PR #1144, opened 2023-01-05
Add tooltip to model tabs

### LINKED ISSUE #1071: Many workbench tabs make the labels unreadable
While testing the workbench for the InVEST 3.12 release, I was running all of the models, one after another, leaving all of the tabs open as I went.  This resulted in the tabs becoming unreadable by the end:

Screen Shot 2022-08-31 at 1 06 15 PM

Related, I noticed that since some of our models share prefixes (e.g. "Habitat Quality" and "Habitat Risk Assessment"), only the prefixes are visible when there are enough tabs:

Screen Shot 2022-08-31 at 12 57 53 PM

And then a related issue is that since the tab is the only place apart from the logfile where the model name can be read, it's easy to lose track of which model I'm looking at.  Maybe there's another place where the model name could also be displayed?

emlys:
## Description
Fixes #1071 
I don't think there's any way around the model tabs being unreadable when there are many tabs open, but having tooltips should help. This is similar to how Firefox handles a lot of tabs.

## Checklist

### DIFF
--- a/workbench/tests/renderer/app.test.js
+++ b/workbench/tests/renderer/app.test.js
@@ -97,7 +97,7 @@ describe('Various ways to open and close InVEST models', () => {
   });
 
   test('Clicking an invest model button renders SetupTab', async () => {
-    const { findByText, findByRole } = render(
+    const { findByText, getByTestId, findByRole } = render(
       <App />
     );
 
@@ -110,6 +110,9 @@ describe('Various ways to open and close InVEST models', () => {
     const setupTab = await findByText('Setup');
     expect(setupTab.classList.contains('active')).toBeTruthy();
     expect(getSpec).toHaveBeenCalledTimes(1);
+    const navTab = await findByRole('tab', { name: MOCK_MODEL_TITLE });
+    userEvent.hover(navTab);
+    getByTestId('tab-tooltip');
   });
 
   test('Clicking a recent job renders SetupTab', async () => {
--- a/workbench/tests/renderer/app.test.js
+++ b/workbench/tests/renderer/app.test.js
@@ -98,7 +98,7 @@ describe('Various ways to open and close InVEST models', () => {
   });
 
   test('Clicking an invest model button renders SetupTab', async () => {
-    const { findByText, findByTestId, findByRole } = render(
+    const { findByText, findByRole } = render(
       <App />
     );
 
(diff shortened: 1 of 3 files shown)


workbench/tests/renderer/app.test.js
```diff
@@ -110,6 +110,9 @@ describe('Various ways to open and close InVEST models', () => {
     const setupTab = await findByText('Setup');
     expect(setupTab.classList.contains('active')).toBeTruthy();
     expect(getSpec).toHaveBeenCalledTimes(1);
+    const navTab = await findByRole('tab', { name: MOCK_MODEL_TITLE });
+    userEvent.hover(navTab);
+    getByTestId('tab-tooltip');
```
davemfish, line 115: Does the `Tooltip` element have role `tooltip`? https://developer.mozilla.org/en-US/docs/Web/Accessibility/ARIA/Roles/tooltip_role

Basically I'm wondering if we can avoid using a test ID to find the element, as that would make the test a bit more resilient during refactors.

Along those lines...Tooltips often show up with a delay. I don't think you have one set here, but changing from `getBy` to ` await findBy` would allow us to adjust the delay at any point in the future and not break the test.

davemfish (commented):
Hey @emlys , this looks good. I had a couple ideas related to the test that you could consider, but not too critical. 

I also see that this test happened to timeout in the Windows VM and raised a warning about "overlapping act() calls". I don't see how any of these changes would have caused that, though I don't really know the internals of `OverlayTrigger`. It's possible there is async stuff happening in there causing that warning. I've sometimes found `awaiting` the `userEvent.*` to resolve stuff like that.

workbench/tests/renderer/app.test.js
emlys: Good idea, the `tooltip` role seems to work. I did try to avoid using a test ID, but I couldn't find it documented anywhere what the role of the overlay is, and inspecting it in the browser didn't work.

emlys:
@davemfish I got a warning that something should be wrapped in `act()`, so I did that, and it seems to be working now! And thanks for pointing out that the `tooltip` role exists.

davemfish:
> @davemfish I got a warning that something should be wrapped in `act()`, so I did that, and it seems to be working now! And thanks for pointing out that the `tooltip` role exists.

Okay cool. I don't think I've tried using `act()` directly before, but I think it's a fine way to resolve that warning. I think `act` is baked into most/all of the `testing-library` APIs, so I don't fully understand when we would need to use it ourselves. Anyway, this test looks good to me!

davemfish (approved):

★ ★ ★

◆ YOUR OBJECTIVE
Copy out only the lines above from the one with "Basically I'm wondering" to the one with "Hey @emlys , this", inclusive, exactly as they stand.

◆ RESPONSE TO THE TASK
Basically I'm wondering if we can avoid using a test ID to find the element, as that would make the test a bit more resilient during refactors.

Along those lines...Tooltips often show up with a delay. I don't think you have one set here, but changing from `getBy` to ` await findBy` would allow us to adjust the delay at any point in the future and not break the test.

davemfish (commented):
Hey @emlys , this looks good. I had a couple ideas related to the test that you could consider, but not too critical. 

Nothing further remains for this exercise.